The People's Bank of China said in its second quarter policy report earlier this month that it will maintain reasonable growth in credit and social financing and fine-tune its monetary policy in a timely way.

But it also sounded a cautious note by saying that bank credit is already too large and it needs to be mindful of inflationary risks.

That echoed analysts' concerns about how much of June's loan surge was going into real economic activity and how much may be going into speculative activities.

Broad M2 money supply rose 13.5 percent last month from a year earlier, the People's Bank of China said in a statement on its website, www.pbc.gov.cn, lower than the forecast 14.4 percent rise.

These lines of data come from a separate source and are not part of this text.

PR #729, opened 2018-01-25
Added sudo state to prompt_user

Mikewl:
Before I discovered zsh, I was using oh-my-bash. What I missed from that was that if I still had elevated privileges that I could see that. This adds the state of `SUDO` to `user_prompt` which gives this capability.

### DIFF
--- a/README.md
+++ b/README.md
@@ -312,7 +312,7 @@ main theme distribution so that everyone can use it!
 
 The `context` segment (user@host string) is conditional. By default, it will
 only print if you are not your 'normal' user (including if you are root), or if
-you are SSH'd to a remote host.
+you are SSH'd to a remote host. `SUDO` and `REMOTE_SUDO` states are also available to show whether the current user or remote user has superuser privileges.
 
 To use this feature, make sure the `context` segment is enabled in your prompt
 elements (it is by default), and define a `DEFAULT_USER` in your `~/.zshrc`.
@@ -580,6 +580,7 @@ You can also override the icons by setting:
 ```
 POWERLEVEL9K_USER_ICON="\uF415" # 
 POWERLEVEL9K_ROOT_ICON="#"
+POWERLEVEL9K_SUDO_ICON=$'\uF09C' # 
 ```
 
 | Variable | Default Value | Description |
--- a/functions/icons.zsh
+++ b/functions/icons.zsh
@@ -258,6 +258,7 @@ case $POWERLEVEL9K_MODE in
       RIGHT_SUBSEGMENT_SEPARATOR     $'\uE0B3'              # 
       CARRIAGE_RETURN_ICON           $'\u21B5'              # ↵
       ROOT_ICON                      $'\uE614 '             # 
+      SUDO_ICON                      $'\uE0A2'              # 
       RUBY_ICON                      $'\uF219 '             # 
       AWS_ICON                       $'\uF270'              # 
       AWS_EB_ICON                    $'\UF1BD  '            # 
@@ -332,6 +333,7 @@ case $POWERLEVEL9K_MODE in
       RIGHT_SUBSEGMENT_SEPARATOR     $'\uE0B3'              # 
       CARRIAGE_RETURN_ICON           $'\u21B5'              # ↵
       ROOT_ICON                      $'\u26A1'              # ⚡
+      SUDO_ICON                      $'\uE0A2'              # 
       RUBY_ICON                      ''
       AWS_ICON                       'AWS:'
       AWS_EB_ICON                    $'\U1F331 '            # 🌱
--- a/functions/icons.zsh
+++ b/functions/icons.zsh
@@ -27,6 +27,7 @@ case $POWERLEVEL9K_MODE in
       RIGHT_SUBSEGMENT_SEPARATOR     $'\uE0B3'              # 
       CARRIAGE_RETURN_ICON           $'\u21B5'              # ↵
       ROOT_ICON                      $'\uE801'              # 
+      SUDO_ICON                      $'\uF09C'              # 
       RUBY_ICON                      $'\uE847 '             # 
       AWS_ICON                       $'\uE895'              # 
       AWS_EB_ICON                    $'\U1F331 '            # 🌱
@@ -105,6 +106,7 @@ case $POWERLEVEL9K_MODE in
       RIGHT_SUBSEGMENT_SEPARATOR     $'\uE0B3'              # 
       CARRIAGE_RETURN_ICON           $'\u21B5'              # ↵
       ROOT_ICON                      $'\uF201'              # 
+      SUDO_ICON                      $'\uF09C'              # 
       RUBY_ICON                      $'\uF219 '             # 
       AWS_ICON                       $'\uF270'              # 
       AWS_EB_ICON                    $'\U1F331 '            # 🌱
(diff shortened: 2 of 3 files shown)


tippl:
Few comments:
- This is a new feature, you should PR into the `next` branch, not `master`.
- This might be hard to notice, but the `ROOT` state has color 011 which is yellow. (has been changed in `next` to the actual name) So the new state should probably also be by default yellow so it is up to the user to set their colors.
- `sudo -n uptime 2>&1 | grep -q "load"` The grep here is redundant calling of another process. If `sudo -n` fails to execute uptime it returns nonzero exit code, which is enough for if, so `elif sudo -n uptime >/dev/null 2>&1; then`

bhilburn:
@Mikewl - Thanks so much for submitting this! We love seeing first-time contributors.

@tippl's review comments are good. One of the things I'm struggling with here, I think, is how this feature really gets used. The `user` segment obviously has the root feature already, and since we aren't re-drawing the prompt as keys are being pressed, it will never update when it sees the word `sudo`. In short, when would this become active?

tippl:
@bhilburn The way I understand this feature. When you use sudo, after you enter password there is a time for which sudo won't ask for password again. This would be active during that timeout to notify you that sudo won't ask for a password.

Another thing i'm thinking is whether to add this feature to the `context` segment, as it would be probably useful there too.

Mikewl:
@tippl thanks for the comments! I will get to those in the morning. Your explanation is far better than mine for the feature. It is something I personally like and missed - why I added it!

It would make sense to add it to `context` as well I feel. Still need to play with that as it was always showing me `user@host` while I was logged in locally using iTerm2. I would have preferred it if there was an option to only show the hostname when remote.

tippl:
@Mikewl For `context` to show your username only you need to set 2 variables.
`DEFAULT_USER` to your username, this makes the context not show for you
`POWERLEVEL9K_ALWAYS_SHOW_USER` to true so it shows username even if it matches default.
It will show hostname when your username differs from default one or when remoted via ssh.

bhilburn:
@tippl @Mikewl - Thanks for the discussion! And yes, I understand now. Thanks for the explanation! And agreed, this is a very useful feature! There are a few things I want to make sure get done before we merge this and make it available =)

1. So I'm assuming that you chose `uptime` because it's relatively simple and easy to parse? If that's the case, I think it might be better to switch to something more basic. Since `uptime` reaches out to `/proc`, it's a bit expensive when utilized just to see if a command will run. I wonder if something like:

`sudo -n echo "true" | grep -q "true"` 

might serve the purpose better?

2. I think we need to use an icon other than the `ROOT_ICON`, which I'm worried people will find confusing given that they aren't *actually* root - especially the users that don't have their username shown as part of their prompt (including myself!)

3. And, of course, we need to add this to the README =)

@Mikewl - This is a really great feature, and I'm excited to get it merged. Are you up for handling the items, above?

tippl:
@bhilburn True with uptime being maybe the wrong command to use here, but again like i wrote in my first comment, the grep and parsing the output is redundant too. `sudo -n` already has nonzero return values for failed to execute command. Since this applies, all we need is to redirect the sudo error message to null and use even simpler command that doesn't write to stdout. Maybe just `true` command.

`sudo -n true 2>/dev/null`

Mikewl:
`sudo -n true 2>/dev/null` does work!

tippl:
The if/elif in context works like priority system. I think the `SUDO` should maybe have a higher priority as a state than `REMOTE`.

Considering the colors, i do wonder why we even set them in the state array, since all default fg/bg colors in `user` and `context` are the same. We could probably just remove that part and set the colors in calling `"$1_prompt_segment"`. Any comments on this? @bhilburn

Mikewl:
`context` is changed. I was just blind and missed a typo which was not causing the detection. Should I still move the priority higher?

Also: If we are choosing a new icon, should this be added to `root_indicator` as well maybe?

Mikewl:
Possibly use https://fontawesome.com/icons/lock-open?style=solid for sudo icon?

bhilburn:
@Mikewl - the unlocked icon works! Nice find.

@tippl - The colors are declared that way simply so that users can override them. In any segment with different "action states" we have to call them out like that so that the fields exist for each state.

So, `prompt_user` doesn't actually have an indication for `REMOTE` - `prompt_context` does (see [this line on `next` branch](https://github.com/bhilburn/powerlevel9k/blob/next/powerlevel9k.zsh-theme#L594)).

I don't think we should make this change to `prompt_root_indicator`, but there is a question of whether or not we add it to `prompt_context`, I think, which would be useful. One of the more difficult parts of this, which I think @tippl was alluding to, is that `sudo` status is orthogonal to being local or `REMOTE`. Really, we would want to be able to indicate `sudo` for both `DEFAULT` and `REMOTE` states. Are you up for taking a shot at that, @Mikewl?

Mikewl:
More than up for it.

Just busy hunting for the code points for the symbol right now. Then I'll quickly modify the docker file to point at my repo and get to trying out getting `remote_sudo` going over there.
I will honestly say that I have no idea how to get powerline9k going over ssh though so this may take me a little bit longer.

tippl:
It's not about getting it running over ssh. You just need a ssh server that has p9k installed. Unfortunately i don't think it's possible to run your local p9k on any ssh server you connect to, so it's for when you connect to your pc that has p9k from a remote pc. @Mikewl

bhilburn:
On my phone now reading this by email, but ah, yes, I think you are right
@tippl. What we are doing is noisy & clunky - your suggestion makes it
cleaner. Would need to test to be certain, but I'm pretty sure you're right.

Sent from my mobile.

On Feb 10, 2018 14:48, "tippl" <notifications@github.com> wrote:

@bhilburn <https://github.com/bhilburn> Yeah, i get that, but isn't color
overriding handled in the $1_prompt_segment?

context_states=(
    "ROOT"      "yellow"
    "DEFAULT"   "yellow"
    "REMOTE"    "yellow"
)

The way I see it this declaration is useless.

"$1_prompt_segment" "${0}_${current_state}" "$2" "$DEFAULT_COLOR" "yellow"
"${content}"
Doing this would work just as well, since color overrides are not handled
here user color changes still work. I just see no need to have a color
array for default colors, when all of them are the same.

—
You are receiving this because you were mentioned.

Reply to this email directly, view it on GitHub
<https://github.com/bhilburn/powerlevel9k/pull/729#issuecomment-364684412>,
or mute the thread

Mikewl:
Changes made, unsure if all the icon code points are correct. I know powerline and nerdfonts definitely are.
`REMOTE_SUDO` should work but is untested.

If there are no comments/changes then I can rebase and it should be ready to merge.

bhilburn:
@Mikewl - I know this PR has been a couple of months in the making, and I apologize for the long turn-time, but this is great work. I really appreciate that you took the time to implement a feature you wanted, submitted it as a PR, and then iterated with us as we reviewed, discussed, and provided feedback.

Great work, and thanks so much for putting in the effort. Welcome to P9k `=)`

Mikewl:
Thanks! The feedback was very useful. Glad to be contributing to a tool which I am using pretty much all day, everyday now.

onaforeignshore:
This segment "sort-of" works.

This line `sudo -n true` tests if a password is required for sudo. If the user is in the `sudoers` group and doesn't require to enter a password, then this is ALWAYS true, so the prompt will always be in this mode if the user isn't root.

bhilburn:
@onaforeignshore - You have a good point, here. Perhaps the best thing to do is to add an option that disables this feature so that people with that configuration don't get annoyed by it.

onaforeignshore:
This code will allow us to add a fourth state - for users that have sudo and don't require a password:
```zsh
has_sudo() {
  local sudoStatus
  sudoStatus=$(sudo -nv 2>&1)

  if (( $? == 0 )); then
    echo "sudo__passwd_set"
  elif echo $sudoStatus | grep -q '^sudo:'; then
    if sudo -n true 2>/dev/null; then
      echo "sudo__no_passwd_needed"
    else
      echo "sudo__needs_passwd"
    fi
  else
    echo "no_sudo"
  fi
}
```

Outstanding yuan loans grew 13.4 percent from a year earlier versus forecasts for growth of 14.0 percent.

Beijing stepped up efforts to re-energize China's economy in June, pumping more money into the system and pressing banks to extend more loans. Those steps and other stimulus measures earlier in the year appear to have offset the drag from a weakening property sector and sluggish exports, [HongKong Richful  - Hong Kong Company Formation, Offshore Company Incorporation]but analysts say more support may be needed to sustain a recovery.

China's main stock index, the Shanghai Composite Index, reversed early gains and fell 0.8 percent after the credit data was released.